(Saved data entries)

◆ ◆ ◆

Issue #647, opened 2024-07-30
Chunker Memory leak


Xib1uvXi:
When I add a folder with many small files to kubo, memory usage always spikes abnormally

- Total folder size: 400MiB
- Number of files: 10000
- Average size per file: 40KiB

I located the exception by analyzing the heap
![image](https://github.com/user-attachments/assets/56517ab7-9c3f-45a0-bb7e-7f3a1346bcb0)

◆ ◆ ◆

■ **EXERCISE REQUIREMENTS**
Each line of the records that holds the word "files" should be copied out.

■ **SOLUTION TO THIS PROBLEM**
When I add a folder with many small files to kubo, memory usage always spikes abnormally
- Number of files: 10000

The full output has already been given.